Tidal were interested in adding MQA right from the beginning but that was, what, circa 10years ago? Looks like no other takers despite the elapse of time. Plus an odd few MQA CDs ( mostly Japanese from boutique labels.)

Exactly, I don’t believe Xiami had much MQA after the initial fanfare, before they got shut down.

As for MQA CDs, I’ve got a couple, with the exception of one or two (Rebecca Pidgeon’s “The Raven” being one), the rest of the half a dozen or so are from UMG actually, so, not that boutique.

No need for a label to license it if they buy the technology.

It would be petty cash for a company like UMe.

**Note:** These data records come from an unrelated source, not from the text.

PR #1303, opened 2017-08-04
Fix #892

### LINKED ISSUE #892: Freeze when scrolling fast between workspaces
Sway freezes when I open multiple workspaces and then use the mousewheel in the bar to switch between them very quickly.
Setting `wrap_scroll` does not make a difference.
I can not reproduce the issue when switching via bash like this (so I assume it's not the speed but something with the mousewheel):

```
for i in `seq 1 1000`; do
  swaymsg workspace prev_on_output
  swaymsg workspace next_on_output
done
```

The only options I have when the freeze happens is to hibernate the laptop using the power key (which does not help because it's still frozen when resuming) and to reboot.

Do you need additional information?

Versions (all Arch Linux packages):
sway version: 0.9-1:
wlc: 0.0.5-1
wayland: 1.11.0-1
[sway.log.txt](https://github.com/SirCmpwn/sway/files/465554/sway.log.txt)
Thanks for a awesome project :)

ilyaluk:
Removed additional event socket to reduce synchronization problems
and limited workspace update requests count.

### DIFF
--- a/include/ipc-client.h
+++ b/include/ipc-client.h
@@ -24,6 +24,10 @@ char *get_socketpath(void);
  */
 int ipc_open_socket(const char *socket_path);
 /**
+ * Issues a single IPC command without reading response.
+ */
+void ipc_single_command_no_response(int socketfd, uint32_t type, const char *payload, uint32_t *len);
+/**
  * Issues a single IPC command and returns the buffer. len will be updated with
  * the length of the buffer returned from sway.
  */
--- a/common/ipc-client.c
+++ b/common/ipc-client.c
@@ -88,7 +88,7 @@ void free_ipc_response(struct ipc_response *response) {
 	free(response);
 }
 
-char *ipc_single_command(int socketfd, uint32_t type, const char *payload, uint32_t *len) {
+void ipc_single_command_no_response(int socketfd, uint32_t type, const char *payload, uint32_t *len) {
 	char data[ipc_header_size];
 	uint32_t *data32 = (uint32_t *)(data + sizeof(ipc_magic));
 	memcpy(data, ipc_magic, sizeof(ipc_magic));
@@ -102,6 +102,10 @@ char *ipc_single_command(int socketfd, uint32_t type, const char *payload, uint3
 	if (write(socketfd, payload, *len) == -1) {
 		sway_abort("Unable to send IPC payload");
 	}
+}
+
+char *ipc_single_command(int socketfd, uint32_t type, const char *payload, uint32_t *len) {
+	ipc_single_command_no_response(socketfd, type, payload, len);
 
 	struct ipc_response *resp = ipc_recv_response(socketfd);
 	char *response = resp->payload;
--- a/include/swaybar/bar.h
+++ b/include/swaybar/bar.h
@@ -15,6 +15,8 @@ struct bar {
 	int ipc_socketfd;
 	int status_read_fd;
 	pid_t status_command_pid;
+
+	int pending_ipc_requests;
 };
 
 struct output {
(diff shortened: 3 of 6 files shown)


include/ipc-client.h
```diff
@@ -24,6 +24,10 @@ char *get_socketpath(void);
  */
 int ipc_open_socket(const char *socket_path);
 /**
+ * Issues a single IPC command without reading response.
+ */
+void ipc_single_command_no_response(int socketfd, uint32_t type, const char *payload, uint32_t *len);
```
SirCmpwn: Don't we need to read the response for further reads to make sense? Also, if chaning the client fixes this then I'm skeptical of the fix, malicious IPC clients shouldn't be able to crash sway.

SirCmpwn:
Yeah, this needs to be fixed at the sway level, though I'm not opposed to throttling swaybar too.

include/ipc-client.h
ilyaluk: Response is being read by `handle_ipc_event`.

SirCmpwn: Is there an advantage to reading it then instead of here? The response is generally meant to be specific to that request.

ilyaluk: Probably request rate should be limited on sway side too.

SirCmpwn: We can probably avoid the deadlock without resorting to rate limiting, no? Is that really the problem?

ilyaluk: Yep, this solves deadlock problems. In i3 it's implemented like this too.

SirCmpwn: Alright then. Can you add the sway side to this PR?

ilyaluk: In i3 there are one socket and requests made without reading response. Then, one handler handles events and responses.

ilyaluk: Okay, I'll try.

ilyaluk: I'm not sure how to throttle on sway side. Since all requests processed synchronous, we cannot limit request count (without counting requests in last _n_ seconds), but we could make socket non-blocking, which will help with locks, but on high request rates there may be unexpected problems with data loss.

SirCmpwn: Data loss sounds better than crashing to me.

ilyaluk:
Looks like after making socket non-blocking scrolling works fine without throttling on swaybar side.

SirCmpwn:
I figured that might work. Can you rollback the other changes?

ilyaluk:
Well, most changes are still needed (it hangs with event socket), but I can rollback throttling.

SirCmpwn:
Well, throttling is fine. I'm still not on board with ipc_single_command_no_response.

ilyaluk:
Okay, I'll try to fix it with two sockets and without _no_response, but I'm not sure if it will work.

ilyaluk:
I've played a bit with nonblocking sockets on sway side. Data loss could lead to client crashes, for example if ipc response lost. Probably it will be okay with throttling on client side, but nonblocking I/O may cause other unexpected bugs with current implementation.

Generally, the problem is that if client subscribed to some events and not reading them (e.g. swaybar not reading from event socket while processing scroll events), socket buffer fills and then on next `write` to that socket sway blocks.

[Example](https://gist.github.com/ilyaluk/2f74588975499ce44ca6e164a8c17700)
Open at least two workspaces and run this script.

ilyaluk:
Ah, and non-blocking patch is pretty simple. [Link](https://gist.github.com/ilyaluk/4cba205f94b71e5f62d412a615706c20)

SirCmpwn:
Do you also have to deal with E_AGAIN?

ilyaluk:
Uh huh. I've never worked with async IO before, though.

SirCmpwn:
grep for async in the read(3) man page, it's pretty straightforward. Are you going to update this PR?

ilyaluk:
Yeah, I'll figure it out.

No, I'll make another one.

SirCmpwn:
Sounds good. Many thanks!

You were referring to Tidal as wanting to save bandwidth cost. Tidal is a content distributor, they don’t encode MQA, they have to license it. I’m not sure what “buy the technology” you’re referring to.

And what is “UMe”?? If you meant UMG, you were debating about Tidal, not UMG.

Just for background the major audio content companies, UMG, Warners and Sony Music acquired small shareholdings in MQA around the time encoded files started to be supplied to Tidal.

UMe:

Universal Music Enterprises (UMe) is the global catalog and special markets division of Universal Music Group. Working closely in concert with UMG’s record labels, territories and operating companies, UMe provides a frontline approach to catalog management, an emphasis on strategic marketing initiatives and creating opportunities in new technologies.

So if labels bought small stakes in MQA, one or more might feel it was worthwhile to just purchase them at a discount.